Registrar para advertir: parteiras
Maria dos Prazeres de Souza tem 80 anos e realiza partos desde os 17 anos, assim como sua mãe e sua avó faziam. E ela tem mãos de anjo: já auxiliou mais de 5 mil partos sem nenhuma morte.
É difícil perceber a importância de parteiras quando se mora em uma cidade repleta de hospitais. Mas estas mulheres são rainhas em lugares longe de tudo e de todos. E é por causa delas que as mães dão à luz a um bebê vivo e continuam vivas. No entanto, este ofício está ameaçado pela expansão das casas de saúde. Como forma de se adaptar, muitas delas se tornam enfermeiras e carregam as suas práticas tradicionais consigo.
Alerta através da arte
As antropólogas Júlia Morim e Sumaia Vieira, a psicóloga Dan Gayoso e o fotógrafo Eduardo Queiroga, se juntaram para registrar a vida e o trabalho dessas rainhas, para que suas histórias originadas do sertão chegam no urbano que chamem atenção.
Esta união deu a luz ao livro Cordão, que retrata o cotidiano das parteiras através de fotografias e relatos pessoais. As mulheres aparecem caminhando por paisagens áridas, abastecendo fogões a lenha, descansando em redes e participando de cerimônias religiosas.
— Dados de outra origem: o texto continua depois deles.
PR #6768, opened 2025-01-15
fix: do not crash on missing `deploymentRegistry` for in-cluster builds

vvagaytsev:

A `ConfigurationError` is now thrown instead of `InternalError` if the `deploymentRegistry` is not configured on the provider-level when using in-cluster building.

So Garden do not crash and quits gracefully with informative error message.

Fixes #

An attempt to use conditional validation for `deploymentRegistry` of the provider configuration was taken in 250b658cc9c40c4306f92a28bdef7e1b20c09a71.
It was reverted because of the of conditional validation support in the reference docs generation.

### DIFF
--- a/core/src/plugins/kubernetes/config.ts
+++ b/core/src/plugins/kubernetes/config.ts
@@ -95,7 +95,8 @@ interface KubernetesStorage {
   builder: KubernetesStorageSpec
 }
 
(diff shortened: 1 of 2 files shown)


vvagaytsev:
Conditional validation done in 250b658cc9c40c4306f92a28bdef7e1b20c09a71 broke the docs generation. I need to take a closer look at that.

10ko (approved):

PR #6769, opened 2025-01-15
chore: send build report to backend v2

twelvemo:
Run docker build commands with extra flags that output logs in json and collect additional build metrics for a full build report. To parse these logs to human readable output again, we use the progressui binary.

Fixes #


core/src/plugins/container/build.ts
```diff
@@ -250,23 +313,104 @@ async function buildContainerInCloudBuilder(params: {
...
+  try {
+    return JSON.parse(await readFile(filePath, { encoding: "utf-8" }))
+  } catch (e: unknown) {
+    log.debug(`Failed to read docker metadata file: ${e}`)
+    return undefined
+  }
+}
+
+function getBuilderName(dockerMetadata: DockerBuildReport["dockerMetadata"]) {
+  if (dockerMetadata && typeof dockerMetadata?.["buildx.build.ref"] === "string") {
```
vvagaytsev, line 349: The optional check `?.` in `dockerMetadata?.["buildx.build.ref"]` looks redundant, but it's fine to have it.

core/src/plugins/container/build.ts
```diff
@@ -250,23 +313,104 @@ async function buildContainerInCloudBuilder(params: {
...
+          isDefault: false, //TODO
+          driver,
+        },
+      },
+      imageTags,
+      platforms: await getPlatforms(cmdOpts),
+      dockerLogs,
+      dockerMetadata,
+    }
+    const growCloudApi = ctx.cloudApiV2 as GrowCloudApi
```
vvagaytsev, line 406: The `ctx.cloudApiV2` is known to be defined if a user is logged in to the Backend V2.
But, it might be good to also have a defensive check here and print a warning is the `cloudApiV2` is not defined.

vvagaytsev (dismissed):
Looks good! Great work!

I've left a few minor non-blocking comments, those can be addressed in a follow-up PR.

twelvemo:
> Looks good! Great work!
> 
> I've left a few minor non-blocking comments, those can be addressed in a follow-up PR.

Thanks for the feedback. I've addressed them here, if you get a chance to take another look :-)

core/src/plugins/container/build.ts
```diff
@@ -403,7 +402,13 @@ export async function sendBuildReport({
       dockerLogs,
       dockerMetadata,
     }
-    const growCloudApi = ctx.cloudApiV2 as GrowCloudApi
+    const growCloudApi = ctx.cloudApiV2
+    if (!growCloudApi) {
+      // Will be caught below and only result in a warning in the log
+      throw new InternalError({
+        message: "Cloud API v2 not available. Are you logged in?",
+      })
```
vvagaytsev, line 410: The message will be printed on the debug level in the `catch`-block.
We can just print a warning and return here :)

```js
if (!growCloudApi) {
  log.warn("Garden Cloud v2 not available. Are you logged in?")
  return { timeSaved: 0 }
}
```

vvagaytsev: I changed that in d841e266867586a7833cb435427b004f9e149b6b :)

vvagaytsev (approved):

stefreak (commented):
Not completely finished the review, but here are some comments I had pending

stefreak (approved):

PR #6777, opened 2025-01-17
chore: add win binaries code-signing for edge and main releases

10ko:

This PR adds code-signing for Windows binary whenever we release `edge` or a stable release from `main`.

Fixes #


.circleci/continue-config.yml
```diff
@@ -1429,6 +1464,9 @@ workflows:
       - build-dist-linux-windows:
           <<: *only-tags
           requires: [build]
+      - sign-windows-binary:
+          <<: *only-tags
+          requires: [build-dist-linux-windows]
```
twelvemo, line 1469: Do we need to pass the version parameter into this job here?

twelvemo (commented):
This looks good, but had one question.

.circleci/continue-config.yml
```diff
@@ -458,6 +459,40 @@ jobs:
...
+    parameters:
+      version:
+        description: The version tag/name to set
+        type: string
+        default: ""
+    steps:
+      - checkout
+      - *attach-workspace
+      - aws-cli/setup:
+          aws_access_key_id: $AWS_ACCESS_KEY_ID
```
stefreak, line 475: Do you somehow ensure that these environment variables are only available for tag push events?

.circleci/continue-config.yml
```diff
@@ -1429,6 +1464,9 @@ workflows:
       - build-dist-linux-windows:
           <<: *only-tags
           requires: [build]
+      - sign-windows-binary:
```
stefreak, line 1467: I think as `github-release-tag` actually uplaods the binaries to the github release, and it depends on `build-dist-linux-windows`, the `sign-windows-binary` will simply run in parallel and have no effect.

Either we need to change `github-release-tag` to depend on `sign-windows-binary`, or maybe it would be even better to change the script that we run to build the binaries to also sign them, if the AWS credentials are available (`npm run dist`).

the `npm run dist` script also creates checksum files, so it would probably be necessary to sign binaries before generating the checksums. That way you can also test it locally end-to-end

.circleci/continue-config.yml
10ko: Yes, it's needed for renaming the files to avoid collisions.

twelvemo: What i meant was more that i can't see where a value for that param is passed in?

.circleci/continue-config.yml
twelvemo: Secrets are not passed to forked PRs, i believe this is all the granularity you can get.

.circleci/continue-config.yml
10ko: The problem with `npm run dist` is that, if I read it correctly, it will run at every commit and I'd like to avoid signing the binaries at every PR commit.
I think it would be ok to change the dependency of `github-release-tag` to depend on the new job and recalculate the md5 checksum (which I missed, good catch)?

.circleci/continue-config.yml
10ko: You are right, this won't work, I'll fix it.

.circleci/continue-config.yml
stefreak: What we need to do is make sure the AWS credentials are only available in the git push tasks. 

The script can skip signing if credentials are missing.

stefreak: Re-calculating is also an option, it might be a little confusing if someone in the future tries to understand the pipeline though.

stefreak: I'm happy to pair with you on this, let me know

.circleci/continue-config.yml
stefreak: CircleCI Contexts can have expression-based restrictions, see also:

> Expression based context restrictions allow you to specify rules like pipeline.git.branch == "main". For more information on context restrictions see our [documentation](https://circleci.com/docs/contexts/#expression-restrictions).

stefreak: IMO we need to create a "code-signing" context, and apply an expression-based restriction that only makes the context with the AWS credentials available in the main branch as well as Tag push events.

10ko: Aha, that looks like it should work on our case.
Thanks, TIL!

scripts/sign-windows-binary.sh
```diff
@@ -0,0 +1,94 @@
+#!/bin/bash
+
```
stefreak, line 2:
```suggestion
set -e -o pipefail
```

stefreak (dismissed):
Nice work!

scripts/sign-windows-binary.sh
```diff
@@ -0,0 +1,94 @@
...
+aws s3 cp $file_folder/$file_name s3://$s3_bucket/ --profile $aws_profile
+
+# Check if signed file exists
+check_for_signed_file=1
+while (( check_for_signed_file == 1 )); do
+  echo "Checking if file signed/$file_name exists"
+  file_present=$(aws s3api head-object --bucket $s3_bucket --key "signed/$file_name" --profile $aws_profile > /dev/null 2>&1; echo $?)
+
+  if [ $file_present == 0 ]; then
+    check_for_signed_file=0
```
stefreak, line 80: FYI, bash has break :) 

```suggestion
while true; do
  echo "Checking if file signed/$file_name exists"
  file_present=$(aws s3api head-object --bucket $s3_bucket --key "signed/$file_name" --profile $aws_profile > /dev/null 2>&1; echo $?)

  if [ $file_present == 0 ]; then
    break
```

scripts/sign-windows-binary.sh
```diff
@@ -0,0 +1,94 @@
...
+  else
+    sleep 1s
```
stefreak, line 82: Usually sleep does not accept units
```suggestion
    sleep 1
```

This is what happened on my mac when I tested with unit: 
```
bash-3.2$ sleep 1s
usage: sleep seconds
```

10ko: Weird, I tried on my machine but it was probably working because I didn't set the `set -e`

stefreak (approved):

PR #6797, opened 2025-01-23
fix: when using create project, the project name is undefined

10ko:

Found this little bug which was causing the `garden create project` command to render a `project.garden.yaml` file with an `undefined` project name.

Fixes #


vvagaytsev (approved):
Good catch!

PR #6802, opened 2025-01-24
improvement: add better error handling when failing to archive test artifacts

10ko:

Improve error handling when trying to create the archive of artifacts. 
Additionally, increases the timeout for the `tar` command to 10 minutes.

Fixes #

### DIFF
--- a/core/src/plugins/kubernetes/run.ts
+++ b/core/src/plugins/kubernetes/run.ts
@@ -582,7 +582,7 @@ async function runWithArtifacts({
         log,
         stdout,
         stderr,
-        // Anything above two minutes for this would be unusual
+        // Anything above 10 minutes for this would be unusual
         timeoutSec: 600,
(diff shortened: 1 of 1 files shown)


vvagaytsev (approved):

core/src/plugins/kubernetes/run.ts
```diff
@@ -582,29 +582,22 @@ async function runWithArtifacts({
         log,
         stdout,
         stderr,
-        // Anything above two minutes for this would be unusual
-        timeoutSec: 120,
+        // Anything above 10 minutes for this would be unusual
+        timeoutSec: 600,
```
stefreak, line 586: In my opinion, 10 minutes is way too much, two minutes was already a lot for running tar --help.

stefreak (approved):
Looking great! I wouldn't change the timeout though

PR #6810, opened 2025-01-28
fix(cluster-buildkit): assume image needs rebuild if skopeo command fails and print a warning

stefreak:
Instead of failing completely, assume image needs to be rebuilt and print a warning. 

This is meant as a pain relieve for the issue encountered in this Discord thread: https://discord.com/channels/817392104711651328/1313997959121211463/1313997959121211463

This is not a full solution for the problem encountered in the thread.

### DIFF
--- a/core/src/plugins/kubernetes/container/build/common.ts
+++ b/core/src/plugins/kubernetes/container/build/common.ts
@@ -13,7 +13,7 @@ import type { KubernetesConfig, KubernetesPluginContext, KubernetesProvider } fr
 import { PodRunner, PodRunnerError, PodRunnerTimeoutError } from "../../run.js"
 import type { PluginContext } from "../../../../plugin-context.js"
 import { hashString, sleep } from "../../../../util/util.js"
-import { ConfigurationError, RuntimeError } from "../../../../exceptions.js"
+import { ConfigurationError } from "../../../../exceptions.js"
 import type { Log } from "../../../../logger/log-entry.js"
 import { prepareDockerAuth } from "../../init.js"
 import { prepareSecrets } from "../../secrets.js"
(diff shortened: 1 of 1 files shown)


vvagaytsev (approved):

vvagaytsev (changes requested):
There is one compilation error to be fixed.

core/src/plugins/kubernetes/container/build/common.ts
```diff
@@ -285,12 +285,13 @@ export async function skopeoBuildStatus({
...
 
-      throw new RuntimeError({
-        message: `Unable to query registry for image status: Command "${skopeoCommand.join(
+      log.warn(`Failed to check if the image has already been built: Command "${skopeoCommand.join(
           " "
-        )}" failed: ${err.message}`,
-        wrappedErrors: [err],
-      })
+        )}" failed: ${err.message}`)
+      log.debug({ err })
```
vvagaytsev, line 291:
```suggestion
log.debug(() => `Error details: ${err}`)
```

vvagaytsev (dismissed):

core/src/plugins/kubernetes/container/build/common.ts
```diff
@@ -285,12 +285,15 @@ export async function skopeoBuildStatus({
...
-        message: `Unable to query registry for image status: Command "${skopeoCommand.join(
+      log.warn(
+        `Failed to check if the image has already been built: Command "${skopeoCommand.join(
           " "
-        )}" failed: ${err.message}`,
-        wrappedErrors: [err],
-      })
+        )}" failed: ${err.message}`
+      )
+      log.debug(() => `Error details: ${err}`)
```
stefreak, line 293: I actually wanted that the stack trace is visible in the debug logs; Don't we accept an `error` parameter for structured logs?

vvagaytsev (approved):

PR #6812, opened 2025-01-30
fix: broken path inside window binary zipped file

10ko:

Fixes #

### DIFF
--- a/.circleci/continue-config.yml
+++ b/.circleci/continue-config.yml
@@ -488,7 +488,9 @@ jobs:
           name: Prepare the windows binary zip and cleanup
           command: |
             rm dist/garden-<<parameters.version>>-windows-amd64.zip
-            zip -r dist/garden-<<parameters.version>>-windows-amd64.zip dist/windows-amd64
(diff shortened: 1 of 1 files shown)


.circleci/continue-config.yml
```diff
@@ -488,7 +488,9 @@ jobs:
           name: Prepare the windows binary zip and cleanup
           command: |
             rm dist/garden-<<parameters.version>>-windows-amd64.zip
-            zip -r dist/garden-<<parameters.version>>-windows-amd64.zip dist/windows-amd64
+            cd dist
+            zip -r garden-<<parameters.version>>-windows-amd64.zip windows-amd64
+            cd ..
```
10ko, line 493: Adding this because tbh I cannot figure out if CircleCI keeps the path or not when moving to the following step, which then persists the workspace

stefreak: It won't affect the following step, but I think this is less confusing anyway 👍

stefreak (approved):

PR #6814, opened 2025-01-31
feat: allow cross-referencing variables in the same scope

### LINKED ISSUE #2730: [FEATURE]: Enable the `var` template key in template strings for `variables`
## Feature Request

Currently, the `var`/`variables` template key is not available when resolving template keys in `variables`. So, for example, something like this is currently not possible:
```yaml
# project config
...
variables:
  baseDomain: example.com # We want to reuse this prefix
  apiHostname: "api.${var.baseDomain}"
  webhookHostname: "webhooks.${var.baseDomain}"
```
Supporting this would require us to resolve `var` references inside `variables` blocks in dependency order.

### Background / Motivation

Supporting this would enable users to further reduce repetition in their configs.

When resolving a variables block (e.g. for the project, or for an environment or module), construct a simple dependency graph of variable references (indexed by the variable key).

Then, resolve the variables in dependency order and incrementally populate the key/value pairs available under the `var` key and use them to resolve template strings further up the reference graph.

There should also be circular dependency detection with informative error messages.

stefreak:
Allows cross-referencing variables in the same scope.

Fixes #2730 (and some regressions of variable lookup behaviour introduced in #6745, there is no need to mention them in the release notes because we have not released it so far)

There are some caveats that are covered in the test cases, to maintain backwards-compatibility with older versions of 0.13.

### DIFF
--- a/core/test/unit/src/config/template-contexts/variables.ts
+++ b/core/test/unit/src/config/template-contexts/variables.ts
@@ -12,6 +12,7 @@ import type { TestGarden } from "../../../../helpers.js"
 import { getDataDir, makeTestGarden } from "../../../../helpers.js"
 import { TestContext } from "./base.js"
 import { deepResolveContext } from "../../../../../src/config/template-contexts/base.js"
+import { resolveAction } from "../../../../../src/graph/actions.js"
 
 /*
  * Copyright (C) 2018-2024 Garden Technologies, Inc. <info@garden.io>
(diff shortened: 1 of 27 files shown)


core/test/unit/src/config/template-contexts/variables.ts
```diff
@@ -0,0 +1,310 @@
...
+import { deepResolveContext } from "../../../../../src/config/template-contexts/base.js"
+import { resolveAction } from "../../../../../src/graph/actions.js"
+
+/*
+ * Copyright (C) 2018-2024 Garden Technologies, Inc. <info@garden.io>
+ *
+ * This Source Code Form is subject to the terms of the Mozilla Public
+ * License, v. 2.0. If a copy of the MPL was not distributed with this
+ * file, You can obtain one at http://mozilla.org/MPL/2.0/.
+ */
```
vvagaytsev, line 23: Duplicate license header can be removed :)

vvagaytsev (approved):

PR #6822, opened 2025-02-05
fix: validate secrets before action resolution

vvagaytsev:

 Validate missing secrets when instantiating a `ResolveActionTask` , rather than when adding configs.
 This would ensure we only get the error when missing secrets would actually cause a failure for the given command, while still failing relatively early even if the action happens to use another action’s outputs.

Fixes #


core/test/unit/src/commands/workflow.ts
```diff
@@ -544,6 +545,53 @@ describe("RunWorkflowCommand", () => {
...
+      source: { path: [] },
+    }) as WorkflowConfig[]
+
+    garden.setRawWorkflowConfigs(parsedConfigs)
+
+    await expectError(() => cmd.action({ ...defaultParams, args: { workflow: name } }), {
+      contains: [
+        "The following secret names were referenced in configuration, but are missing from the secrets loaded remotely",
+        `Workflow ${name}: missing`,
+        "No secrets have been loaded. If you have defined secrets for the current project and environment in Garden Cloud, this may indicate a problem with your configuration.",
```
stefreak, line 590: We should only get this part of the error if we're logged in. Not sure, are we logged in in this test?

core/test/unit/src/commands/workflow.ts
```diff
@@ -544,6 +545,53 @@ describe("RunWorkflowCommand", () => {
...
+      },
+    ]
+    // @ts-expect-error todo: correct types for unresolved configs
+    const parsedConfigs = parseTemplateCollection({
+      // @ts-expect-error todo: correct types for unresolved configs
+      value: configs,
+      source: { path: [] },
+    }) as WorkflowConfig[]
+
+    garden.setRawWorkflowConfigs(parsedConfigs)
```
stefreak, line 584: For workflows, we should only get the error if we're actually executing the workflow (Using the `workflow` command)

core/test/unit/src/tasks/resolve-action.ts
```diff
@@ -47,6 +47,34 @@ describe("ResolveActionTask", () => {
...
+
+      expect(garden.secrets).to.be.empty
+      expect(garden.isLoggedIn()).to.be.false
+
+      const task = await getTask("Run", "run-with-missing-secrets")
+      expectError(() => getTask("Run", "run-with-missing-secrets"), {
+        contains: [
+          "The following secret names were referenced in configuration, but are missing from the secrets loaded remotely",
+          "Run run-with-missing-secrets: MISSING",
+          "No secrets have been loaded. If you have defined secrets for the current project and environment in Garden Cloud, this may indicate a problem with your configuration.",
```
stefreak, line 71: In this case we are clearly not logged in, so the error message is very confusing.

Better would be, if you are not logged in:
```suggestion
          "You are not logged in. Log in to get access to Secrets in Garden Cloud",
```

If you are logged in & loading secrets succeeded:
```suggestion
          "These secrets are missing in the project "<project name>" under environment "<env>" in Garden Cloud. Follow this link to manage secrets: <link>. Available secrets: xx, xx, xx",
```

core/test/unit/src/garden.ts
```diff
@@ -3328,6 +3323,35 @@ describe("Garden", () => {
...
+          expect.fail("Expected scanAndAddConfigs not to throw")
+        }
+      })
+
+      it("should not throw when a workflow config references missing secrets", async () => {
+        const garden = await makeTestGarden(getDataDir("missing-secrets", "workflow"))
+        try {
+          await garden.scanAndAddConfigs()
+        } catch (err) {
+          expect.fail("Expected scanAndAddConfigs not to throw")
```
stefreak, line 3351: These are negative tests, where we ensure that we are not throwing during `scanAndAddConfigs`. I like that! 

We also need tests to ensure we are throwing calling the `resolveAction` helper, and instantiating the `ResolveActionTask`.

stefreak (commented):
Great work! 👍  I had a preliminary look and already sharing some things that I noticed

core/test/unit/src/garden.ts
vvagaytsev: That test was added in 0b1096706e4adf7950793aabd0d2415b1f294fc6.

core/test/unit/src/commands/workflow.ts
vvagaytsev: Right, the workflow is executed below, in the L586. Here we just define a workflow configuration.

core/test/unit/src/garden.ts
stefreak: Ah amazing, I overlooked that 👍

core/test/unit/src/commands/workflow.ts
stefreak: Ah sorry, I overlooked the cmd.action() call – my bad! great work 👍

core/test/unit/src/tasks/resolve-action.ts
vvagaytsev: Thank you, good point!

I partially addressed these comments. Now we do print "You are not logged in. Log in to get access to Secrets in Garden Cloud." statement in the message footer if a user is not logged in.
The login status is propagated to the `throwOnMissingSecretKeys` and it's internal functions.

I did not propagated project config yet, that would be required to print the project and env info. Would it be better to do that in this PR?

core/test/unit/src/commands/workflow.ts
vvagaytsev: I updated the error message footers in 4ed41fafb74014d87a14711b463cfe77138619d5. Now the "You are not logged in. Log in to get access to Secrets in Garden Cloud." message is printed if a user is not logged in.

core/test/unit/src/tasks/resolve-action.ts
stefreak: No, this is already way better than it was before 👍 That's amazing

core/src/config/secrets.ts
```diff
@@ -17,31 +17,32 @@ import difference from "lodash-es/difference.js"
...
+  if (!isLoggedIn) {
+    return "You are not logged in. Log in to get access to Secrets in Garden Cloud."
   }
 
-  if (allMissing.length === 0) {
-    return
+  if (loadedKeys.length === 0) {
+    return deline`
+      Note: No secrets have been loaded. If you have defined secrets for the current project and environment in Garden
+      Cloud, this may indicate a problem with your configuration.
```
stefreak, line 28: This is still extremely confusing. I'd suggest the following, to improve the user experience:
```suggestion
      Note: You can manage secrets in Garden Cloud. No secrets have been defined for the current project and environment. See also https://cloud.docs.garden.io/features/secrets
```

core/src/config/secrets.ts
```diff
@@ -17,31 +17,32 @@ import difference from "lodash-es/difference.js"
...
-) {
-  const allMissing: [string, ContextKeySegment[]][] = [] // [[key, missing keys]]
-  for (const config of configs) {
-    const missing = detectMissingSecretKeys(config, context, secrets)
-    if (missing.length > 0) {
-      allMissing.push([config.name, missing])
-    }
+function getMessageFooter({ loadedKeys, isLoggedIn }: { loadedKeys: string[]; isLoggedIn: boolean }) {
+  if (!isLoggedIn) {
+    return "You are not logged in. Log in to get access to Secrets in Garden Cloud."
```
stefreak, line 22:
```suggestion
    return "You are not logged in. Log in to get access to Secrets in Garden Cloud. See also https://cloud.docs.garden.io/features/secrets"
```

stefreak (approved):
This is amazing! Thank you for looking into this.

I have additional suggestions regarding the error messages, those are totally fine as follow-up or in this PR as well, as you wish!

core/test/unit/src/template-string.ts
```diff
@@ -3025,8 +3033,16 @@ describe("throwOnMissingSecretKeys", () => {
       source: { path: [] },
     } as const)
 
-    throwOnMissingSecretKeys(configs, new TestContext({}), {}, "Module")
-    throwOnMissingSecretKeys(configs, new TestContext({}), { someSecret: "123" }, "Module")
+    // The `isLoggedIn` flag affects the error message and has no effect for this test.
+    // Let's set it to true.
+    throwOnMissingSecretKeys({ configs, context: new TestContext({}), secrets: {}, prefix: "Module", isLoggedIn: true })
```
stefreak, line 3038: Minor nit, this statement and the next statement look redundant 👍

core/src/config/secrets.ts
vvagaytsev: Thanks! I've added the link to the guide in fe5f453de226b6e67e756c1f5ace540f7dede841.

core/src/config/secrets.ts
vvagaytsev: Sure, updated this in 5d676e36db6d465cac52397f171453f1849c09be.

PR #6828, opened 2025-02-08
improvement(terraform): support dynamic backends

eysi09:

This change introduces a `backendConfig` field on the Terraform
provider and action types.

This field allows users to dynamically set the backend config for
their Terraform stacks.

Terraform itself doesn't allow variables in the backend config
so this can be used instead to dynamically set the backend
based on e.g. the environment.

Fixes #

I still need to update the docs on the Terraform provider and remove the "`sed` hack". It's also an open question whether we mark this as experimental for now. 

But I can address both in a follow up PR.

### DIFF
--- a/plugins/terraform/src/helpers.ts
+++ b/plugins/terraform/src/helpers.ts
@@ -7,19 +7,48 @@
  */
 
 import { resolve } from "path"
-import { mapValues, startCase } from "lodash-es"
+import { isPlainObject, mapValues, startCase } from "lodash-es"
 
-import { ConfigurationError, PluginError, RuntimeError } from "@garden-io/sdk/build/src/exceptions.js"
+import {
+  ConfigurationError,
+  isErrnoException,
+  isErrorWithMessage,
+  PluginError,
+  RuntimeError,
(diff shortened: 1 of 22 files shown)


plugins/terraform/src/helpers.ts
```diff
@@ -46,67 +76,152 @@ interface TerraformParamsWithVariables extends TerraformParamsWithWorkspace {
...
+    )
+    throw err
+  }
+
+  const currentBackendConfig = tfState?.backend?.["config"] as { [key: string]: string } | undefined
+
+  const hasChanged =
+    (currentBackendConfig &&
+      isPlainObject(currentBackendConfig) &&
+      !Object.entries(backendConfig).every(([key, value]) => {
```
thsig, line 132: Just out of curiosity, is there a reason you're not using something like `isEqual` from `lodash-es` for the object comparison here?

thsig (approved):
Good stuff!

thsig (dismissed):

thsig (approved):

twelvemo (approved):
Great stuff! This is going to be super useful!

PR #6829, opened 2025-02-09
improvement(terraform): enable streaming logs to cloud

eysi09:

This commit introduces a config option to optionally stream Terraform
logs to Garden Cloud/Enterprise.

Defaults to `false` but we may reconsider in a later breaking change
release.

Fixes #


thsig (approved):

twelvemo (approved):
I think we could always stream them, if there are sensitive values they can be hidden with the `sensitive` flag in terraform. But either way happy to see this!

Issue #593, opened 2020-04-28
Remove Google Analytics (w/ or w/o replacement)


nikhiljha:
Discussion on IRC, starting here https://irclogs.ocf.berkeley.edu/rebuild/2020-04-28#807157

Summary
- We aren't actually looking at the data.
- It might not be the best (privacy-wise) to have google analytics.

PotatoParser:
Further discussion of removing Google Analytics is needed

dkess:
I would say: bring it up at BoD, if no one defends analytics, remove it and don't bother looking into open-source things to replace it with.

BernardZhao:
Noone defended it in BoD, and we voted to have it removed.

PR #594, opened 2020-04-28
Remove Google Analytics

PotatoParser:
Resolves @ #593


PotatoParser:
Yeah, I'm just leaving this here until it's decided

ja5087:
As a side note, I talked to Elle and it seems opstaff aren't actively using this either. Let's bring this up at bod

PotatoParser:
Approved by BOD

O livro abrange muito mais do que “partos”. Ele mergulha de cabeça na vida destas pessoas para contar as suas histórias que carregam tradição.
“Meu objeto não era o nascimento. Queria entender quem são as parteiras e como vivem. Elas têm outras profissões e são donas de casa. Via de regra, não recebem nada por acompanhar os partos, mas se tornam líderes em suas comunidades, desempenhando, muitas vezes, os papéis de juíza, psicóloga e assistente social entre as famílias”, revela o Fotógrafo.
Para estas mulheres, ser parteira é uma missão, é um dom divino que foi lhes dado para salvar vidas. Elas respeitam o tempo de cada mãe, as escutam e decidem em conjunto o momento certo.
“Elas estão à frente de seu tempo, várias já têm mais de 80 anos, e praticam a sororidade desde muito antes de o termo virar moda. Elas superam o cansaço de uma rotina exaustiva e contrariam a opinião dos maridos para ajudar outras mulheres nesse momento de vulnerabilidade”, conta a Antropóloga Julia.
Como o conhecimento das parteiras sempre foi transmitido oralmente, os registros escritos, fotográficos e audiovisuais recolhidos pelos pesquisadores estão sendo utilizados em um pedido oficial ao governo para que reconheça o ofício como patrimônio cultural nacional. Para as parteiras, a proposta é a valorização do trabalho de toda uma vida e, para a sociedade, um lembrete de que o cuidado e a atenção no atendimento às mulheres na hora do parto são valores que não podem ser perdidos com o tempo.